Yeah it's just the map.  If you have WCIII installed that's all you need is the map.  You just put it in the Maps folder.


Problem is you need to play it against someone else, so either online or over lan.


----------



## The Shaman (Jun 11, 2005)

Sorry again for the delay - we reached the crux of the action in my other PbP game and it was taking a lot of time each round to prepare my updates. I will be able to pick up our pace again!

After you guys get bailed out...uh, I mean, finish with the deputies, however that plays out (  ), I'm going to offer you a couple of tips that will hopefully help to sync us up and make your investigative process a little easier. In the meantime I appreciate your patience and I urge you to take to heart the following advice: 

Just because you're paranoid doesn't mean they're not out to get you...


----------



## James Heard (Jun 11, 2005)

The problem is that Brandon's not smart enough to be paranoid enough, and more importantly if you're too paranoid you go home and don't do squat which makes for lame adventures. Couch Potato Cthulu? Err, no.


----------



## kmdietri (Jun 13, 2005)

Hey Guys, 

I've got a shadow with me all week here at work so I'll try and get my posts done in the evenings.

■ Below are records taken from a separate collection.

Issue #3556, opened 2026-08-25
Proxy fetches through the format-less helpers still synthesize a Generic repository, so immutable content caches for 5 minutes (RPM, conda, OCI inline scan, generic download route)


brandonrc:
## Summary

`proxy_helpers::build_remote_repo` synthesizes the upstream `Repository` a proxy fetch is performed against, and it hardcodes `RepositoryFormat::Generic`. `Generic` has no `cache_classifier::classify` arm, so every path reaching it falls through to the conservative `MUTABLE_DEFAULT_TTL_SECS` (300 s) — including paths the *real* format's classifier marks `Immutable`.

The consequence is upstream amplification: content that can never change is re-fetched every five minutes, forever.

This is the third time this class has been found:

- **#3206** — OCI layers expired five minutes after a pull. Fixed by **#2312**, which threaded the real format into `proxy_fetch_capped_with_accept` and `proxy_fetch_streaming_with_cache_key`.
- **#3459** — Maven/Gradle checksum sidecars, and sbt artifacts, on the 5-minute TTL. Fixed by threading the format into `proxy_fetch_capped_budgeted` and adding `proxy_fetch_streaming_with_format`.
- **this issue** — the sites neither of those touched.

Each fix so far has threaded the format through one helper at a time. This issue is for the remainder, filed rather than swept because the failure direction is asymmetric (see *Why this was not swept* below).

## The unfixed sites

All of these serve or stage content the format's own classifier marks `Immutable`, through a helper with no `format` parameter, and therefore cache it for 300 s.

| site | helper | cache path shape | classifier says | pinned by |
|---|---|---|---|---|
| `rpm.rs:1397` | `proxy_fetch_streaming_with_disposition` | `Packages/foo-1.2-3.x86_64.rpm` | `Immutable` | `cache_classifier.rs:905` |
| `rpm.rs:296` | `proxy_fetch_capped` | `repodata/<hex>-primary.xml.gz` | `Immutable` (content-addressed) | `cache_classifier.rs:896` |
| `conda.rs:2689` | `proxy_fetch_streaming_with_disposition` | `linux-64/<pkg>.conda`, `.tar.bz2` | `Immutable` via `is_pypi_package_file` | `cache_classifier.rs` PyPI rows |
| `oci_v2.rs:8766` | `proxy_fetch_capped` | `v2/<img>/blobs/sha256:…` | `Immutable` | `cache_classifier.rs:694` |
[...]

PR #3656, opened 2026-09-02
feat(github): finite release caching with mise and aqua aliases

### LINKED ISSUE #3657: Support Artifact Keeper as a caching mirror for mise's aqua backend (GitHub release assets)
### Problem Statement

Teams using [mise-en-place](https://mise.jdx.dev) install most CLI tools through its aqua backend, and aqua packages are overwhelmingly `github_release` type — plain HTTPS downloads from `github.com/<owner>/<repo>/releases/download/<tag>/<asset>`. Today every developer machine and CI job downloads those assets straight from GitHub: no shared cache, repeated egress for identical bytes, exposure to GitHub outages, and rate-limit pressure from shared CI egress IPs. Artifact Keeper has no documented recipe for standing in as a mirror for this traffic, and its `generic` remote proxy caches unrecognised paths under the conservative 5-minute mutable TTL — so even when used as a mirror, it revalidates tag-pinned (effectively immutable) release assets against GitHub on a schedule, which is exactly the traffic a mirror exists to absorb.

### Proposed Solution

Support Artifact Keeper as a caching mirror for mise's aqua backend, without inventing any aqua-specific server protocol:

1. A `generic` remote repository with `upstream_url: https://github.com` is the mirror; mise ≥ v2025.9.3 redirects its GitHub release downloads to it via [`settings.url_replacements`](https://mise.jdx.dev/url-replacements.html) (the same mechanism its docs describe for Artifactory generic remotes).
2. Teach the cache classifier that the tag-pinned `{owner}/{repo}/releases/download/{tag}/{asset}` path shape on `generic` repositories is immutable (cache forever, never revalidate), while every other generic path keeps the conservative mutable default and generic coordinates stay swap-protected.
3. Pin the redirect behaviour the flow depends on with a regression test: GitHub 302s asset downloads to S3-signed `objects.githubusercontent.com` URLs, and the proxy's client must keep following that hop while stripping `Authorization` cross-origin (a repository-configured GitHub PAT must reach github.com but never the S3 host).
4. Ship a documented recipe (`docs/`) plus a native E2E test that runs a real pinned `mise install aqua:jqlang/jq@…` through the proxy.

### Alternatives Considered

- **A first-class `aqua` repository format** (new `RepositoryFormat` variant, migration, handlers, routes): rejected — aqua/mise need no server-side protocol beyond file passthrough, so the ~16-file format addition buys only catalog identity for a lot of surface area.
- **Supporting the standalone aqua CLI (aquaproj)**: it has no `url_replacements` equivalent, so there is no client-side hook to redirect its downloads; out of scope.
- **Proxying mise's side channels** (version listing via `api.github.com`, aqua registry metadata): deliberately out of scope for the first cut; pinned versions work fully through the mirror.

### Use Case

As a platform engineer, I want mise's aqua-backend tool downloads in our org to flow through our Artifact Keeper instance so that CI fleets share one cache, tool installs keep working during GitHub incidents for already-cached assets, and GitHub rate limits stop breaking builds.

### Component

Backend / API

### Additional Context

- mise `url_replacements` docs: https://mise.jdx.dev/url-replacements.html (added in v2025.9.3; supports regex captures, documented for corporate mirrors)
- aqua registry reference: https://aquaproj.github.io/docs/reference/registry/ (`github_release` package type)
- The `routing_rules` module already names "proxying GitHub Releases through a raw/generic remote repository" as a supported use case; this issue completes that story for mise/aqua clients (caching semantics + docs + E2E).

### Pre-submission Checklist

gilesw:
Adds dedicated `github`, `mise` and `aqua` repository formats for GitHub release mirroring. They share GenericHandler and `/general/<repo>/…`, with a seven-day finite release cache. Existing Generic repositories retain their cache and hosted-file write behaviour.

Closes #3657

## Changes

- Adds PostgreSQL enum values and format aliases. The general download route preserves these formats when selecting the cache policy, including streaming downloads.
- Tag-named release assets and checksum files expire after seven days by default. Repository TTL overrides still win. Existing revalidation detects replacement; other paths retain the conservative short lifetime.
- Documents private authenticated repositories and the upstream token trust boundary: every mirror reader must be trusted with everything that token can read. These formats do not add a path allow-list.
- Uses committed mise lockfiles for outage installs; extends neither GitHub API caching (#3658) nor standalone aqua CLI support.
- Moves native-client E2E coverage to the companion artifact-keeper-test change. The redirect/authentication test characterises existing cross-origin credential stripping.

## Validation

- After merging upstream 07a521fe and renumbering the migration to 218, the focused backend run passed all 196 tests, including database enum round trips, download-route TTLs, generic deletion/replacement, cache overrides, buffered and streaming revalidation, changed bytes, missing validators and upstream errors.
- Formatting, Clippy (`--workspace --all-targets -- -D warnings`), backend build and all 5 workflow scan-gate tests passed.
- Companion suite against the final binary: 22 passed, including authenticated locked mise installs with empty client caches after a controlled upstream was removed.
- Full library run: 16,246 passed and 41 failed. One failure was a new test's asynchronous metadata wait; that was corrected and the final focused run passes. All other 40 failures reproduced on unchanged upstream commit 7913a61e in a separate baseline run. Most are this host's non-loopback mock connectivity failures. This is not a claim that the whole suite is green.

## API and migration

Adds three accepted `format` values; no new endpoints. Migration 218 adds enum values, which PostgreSQL cannot simply remove on rollback. Roll back only after removing or converting repositories using those values. Companion UI and E2E changes are tracked separately; target milestone remains 1.11.0.

## Connected changes

- Backend: artifact-keeper/artifact-keeper#3656
- UI: artifact-keeper/artifact-keeper-web#846 (issue #845 in that repository)
- End-to-end tests: artifact-keeper/artifact-keeper-test#399 (issue #398 in that repository)

Land the backend support before the UI. The test suite gates released backends at 1.11.0; use its explicit feature-branch override for testing earlier-version development binaries.


brandonrc:
## Review — NEEDS-WORK

Thanks for this — mirroring mise/aqua through a generic remote is a real use case and the caching idea is sound. Three things need to change before it can land, and the first is the one that decides the shape of the rest.

**Blocker: the classifier is not only a cache oracle, so this changes write semantics.** `classify()` is also consulted by three write guards — `repositories.rs:8961` (`delete_blocked_by_immutability`, called unconditionally at `:9059` with no `repo_type` check), `artifact_service.rs:723`, and `handlers/mod.rs:78`. With this change, in a **hosted** generic repository a version-less blob at `myorg/myapp/releases/download/v1.0/app.tar.gz` becomes undeletable by a non-admin (409) and un-replaceable after deletion. Both are allowed on main today. I confirmed it with a throwaway unit test against the delete guard: the new path is blocked, the control path still deletes. The PR's argument that generic is untouched rests on `is_explicitly_mutable_index` being unchanged, but that function is the gate, not the oracle — the oracle is `classify()` itself. The fix is to make the immutability decision cache-path-local, or to key it on something the write guards cannot see.

**Should-fix: the documented recipe sets up a confused deputy.** `docs/mise-aqua.md:28-50` creates `is_public: true` generic remotes to both `github.com` and `api.github.com`, and `:91-100` recommends a GitHub PAT on the API one. Generic remotes forward any path and there is no allow-list anywhere in the codebase, so an anonymous caller can request `/general/github-api/repos/<private-org>/<private-repo>` and be served with the operator's token; the URL-keyed cache then hands the result to everyone else. The docs warn about the redirect hop, which is the smaller of the two risks. Either scope the remote to a path prefix, or document it as an authenticated repository only.

**Should-fix: "immutable" here is shape-only, and the stated mitigation does not hold.** The cache key carries no digest and `classify()` never sees `upstream_url`, so the rule fires for every generic remote — including the `Generic` stand-ins that `build_remote_repo` synthesises when proxying maven and debian. The code comment leans on clients verifying checksums, but `sha256sum.txt` matches the same six-segment shape and is frozen alongside the asset, so an upstream delete-and-reupload is invisible to that verification. GitHub release assets can be replaced under the same tag and name, so this is reachable, not theoretical.

Tests: the six classifier rows do fail on main — I checked by disabling the new arm and watching them assert `Mutable{300}` against the expected immutable. The redirect test passes unchanged on main, so it characterises existing behaviour rather than pinning this change; worth saying so in the PR.

Bookkeeping: the CHANGELOG bullet carries no `#NNNN`, which trips release preflight check 5. Cite `(#3657)` as the first reference on the bullet.

Happy to talk through the first finding before you rewrite anything — there is more than one reasonable way to keep the cache benefit without touching deletion, and which one fits depends on whether you want hosted generic repositories to be able to opt in later.

gilesw:
Thanks for the review @brandonrc. I don't know your project well, but I've come up with a few options chatting with my ai agent. My gut feel was that it should just be a dedicated repo type more for usability over any technical reasons. My agent came up with 3 options:-

  1. Keep generic repositories and use the existing configurable cache lifetime. Remove the GitHub-specific
     immutable classification and document a finite cache lifetime instead. This looks like the smallest change,
     although it would not by itself provide the extended outage behaviour we wanted.

  2. Add an opt-in GitHub mirror cache policy to generic remotes. Keep existing generic behaviour unchanged, with
     special caching explicitly enabled per remote and confined to the proxy cache. We could distinguish normal
     freshness checks from how long cached content remains usable during an outage, without changing hosted-file
     deletion or replacement rules.

  3. Introduce a dedicated GitHub repository format. Make this a fuller integration with GitHub-specific caching,
     permitted paths, authentication guidance and setup defaults. This would provide a clearer boundary, but is a
     larger change and would still need to address replaceable release assets and access to token-backed content.

brandonrc:
Going to look at this today.

brandonrc:
Thanks for laying out the options — and your gut feel was right. **Option 3, with one adjustment**, and it dissolves the blocker rather than working around it.

**Why the dedicated format is the clean answer.** The blocker in my review was that `classify()` is not only a cache oracle: it is also consulted by the write guards at `repositories.rs:8983` (delete), `handlers/mod.rs:78` (replace) and `artifact_service.rs:671`. But look at its signature:

```rust
pub fn classify(format: &RepositoryFormat, path: &str) -> Mutability
```

It already takes the **format**. So a rule that fires only for a new format cannot touch a plain `Generic` repository — hosted or remote — and the delete/replace semantics you were accidentally changing stay exactly as they are. The blocker was never the immutability idea; it was that the rule keyed on path shape alone and therefore applied to every generic repo in existence.

**The shape I would build.** This codebase already models "a format that is really another format underneath" — `poetry`, `conda` and `jupyter` are distinct `RepositoryFormat` values whose `handler_key()` returns `"pypi"`, so they route to the PyPI handler while getting their own name, dropdown entry, docs and classifier arm (`cache_classifier.rs:181`). Do the same here:

- one backend format — I would call it `github`, because what is being mirrored is GitHub release assets, not a tool — with `handler_key() -> "generic"`, so it is served by `GenericHandler` with no new handler code;
- `mise` and `aqua` as further aliases of the same handler, so users find the name they searched for, exactly as `poetry` finds PyPI;
- the immutability arm scoped to those formats in `classify()`, leaving `Generic` on the default-format family it is in today.

That is the "partial generic" answer: new format identity, no new protocol.

**Two things the format does not solve, and they still need answers:**

1. **GitHub release assets are replaceable.** A maintainer can delete and re-upload an asset under the same tag and filename. "Immutable" as a cache key with no digest will serve the old bytes forever. Either put the upstream digest (or ETag) in the cache key, or make this a very long *finite* lifetime with revalidation on miss rather than true immutability. I would take the second — it gets you the outage behaviour you actually want without claiming something GitHub does not guarantee.
2. **The documented recipe is a confused deputy.** `docs/mise-aqua.md:28-50` creates `is_public: true` remotes to `github.com` *and* `api.github.com`, and `:91-100` suggests a PAT on the API one. Generic remotes forward any path with no allow-list, so an anonymous caller can pull `/general/github-api/repos/<private-org>/<private-repo>` using your token, and the URL-keyed cache then serves it to everyone. This one must change regardless of which option we pick: scope the remote to a path prefix, or document it as an authenticated repository only.

**Milestone: 1.11.0.** Not a comment on the work — the plumbing is genuinely cheap, we added the `jupyter` alias yesterday and it was two small PRs. It is that 1.10.0 is due 2 October with 100+ open items, and the open questions above are semantic rather than mechanical. I would rather ship this with the digest/TTL decision made deliberately than rushed. I have moved the PR to 1.11.0.

If you would like to keep going, the order I would suggest: the docs security fix first (it stands alone and I would take it for 1.10.0), then the format + alias + scoped classifier, then the caching semantics with whichever of digest-in-key or long-finite-TTL you prefer after reading the above. Happy to take any of those pieces off your hands if you would rather not carry all three.

brandonrc:
One correction to my own last paragraph: I suggested the docs security fix could land separately in 1.10.0, but `docs/mise-aqua.md` is added *by this PR* — it does not exist on main, so there is nothing standing alone to fix. The confused-deputy point still matters, it just travels with this PR rather than ahead of it. Sorry for the misdirection.

I have also moved the linked issue #3657 to 1.11.0 so it tracks with the PR.

gilesw:
Maybe i should hold off till 1.11.0 is released and start work after that?

brandonrc:
> Maybe i should hold off till 1.11.0 is released and start work after that?

Part of me wants to squeeze this in to 1.10.0 but right now I have about 100 open things going into 1.10.0 😬 

https://github.com/artifact-keeper/artifact-keeper/milestone/42

Right now still thinking this is a 1.11.0 milestone. 

One compromise is I could spin up all the issues/PR stubs that are needed. You work those and then if they are good I could get them into main.  If you look at how I added jupyterlab extension that is the same pattern basically. 

It requires:
artifact-keeper
artifact-keeper-web (UI Button)
artifact-keeper-test (end to end test for this registry)

Then you can do some testing locally that would help out alot.

gilesw:
Implemented the format-alias approach you suggested, retaining this PR for the backend and splitting the companion work into artifact-keeper/artifact-keeper-web#846 and artifact-keeper/artifact-keeper-test#399. Both companions are drafts and have linked tracking issues. Target remains 1.11.0.

The release cache is finite: seven days by default, with the existing repository override and revalidation behaviour. Only github/mise/aqua opt into it; Generic caching and hosted deletion/replacement remain unchanged. The docs now use private authenticated mirrors and spell out the upstream-token trust boundary. Extended API caching stays in #3658.

Local verification passed 196 focused backend tests and 22 end-to-end checks, including actual locked mise installs with empty client caches after removing a controlled upstream. The updated PR descriptions include the broader test results and baseline comparisons for existing failures.

brandonrc:
Audit done. Everything from the 09-09 review is covered, the expiry is genuinely finite (7 days, then main's revalidation handles a re-uploaded asset), cache keys still go through the traversal guard, and the new formats reuse the generic path so no new proxy surface or budget reservation is involved. Taking it the last mile on the branch; pushed on top of your four commits, unchanged apart from the rebase:

- rebased onto main: took main's #3556 cache-format block on the `/general` download route (your github/mise/aqua-only version is subsumed; your route test still passes), kept your aliases beside main's conda split in `formats/mod.rs`, kept both tests in `format_tests.rs`, and moved the #3657 bullet under Unreleased;
- migration renumbered to 234, because 218 (and 217 after the rebase) are taken on main;
- one sentence each in the CHANGELOG bullet on the two documented limits: nothing in code prevents `is_public: true` combined with an upstream token, so token-bearing mirrors must stay private, and the mise recipe embeds the registry token in the URL.

Locally the merged tree compiles, 1,538 github, cache-classifier and format tests pass against a migrated database, clippy and fmt clean. Merging once CI is green on this head. The companion web#846 and test#399 drafts can follow.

Everyone have a good weekend?


----------



## The Shaman (Jun 13, 2005)

Falkus said:
			
		

> Hawk remained seated in the patrol car. It wasn't as if he had a choice or anything. The handcuffs and locked door made it difficult for him to do anything else.






			
				kmdietri said:
			
		

> Everyone have a good weekend?



I was sick all weekend, unfortunately - something I ate didn't agree with me. :\ 

How 'bout you?


----------



## Bobitron (Jun 13, 2005)

Good weekend for me, barring the lack of cable (couldn't watch the F1 race at home and had to travel to a friends) and internet (No email? No forums?!? NO FUN!). It was hot and muggy up here in New England, and we made good use of the new indoor pool.


----------



## Falkus (Jun 14, 2005)

Arrgh, caught in my twisted web of lies. Well, twisted web of a lie.


----------



## James Heard (Jun 14, 2005)

Heh, we had 50 mph winds and a tropical storm this weekend in FL. I went to the beach and watched SWep3  It was awesome, the streets were easier to navigate than they've been in a month or more and they suspend tolls during hurricane sorts of weather. The only black mark was listening to all the employees bitch about the storm like it was something dangerous. Some people just listen to TV too much.


----------



## kmdietri (Jun 14, 2005)

I had a good weekend, barely survived a friends stag party, I'm still getting over the hang over.


----------



## The Shaman (Jun 14, 2005)

Falkus said:
			
		

> Arrgh, caught in my twisted web of lies. Well, twisted web of a lie.






			
				Bobitron said:
			
		

> It was hot and muggy up here in New England, and we made good use of the new indoor pool.



Sah-wheet!







			
				James Heard said:
			
		

> The only black mark was listening to all the employees bitch about the storm like it was something dangerous. Some people just listen to TV too much.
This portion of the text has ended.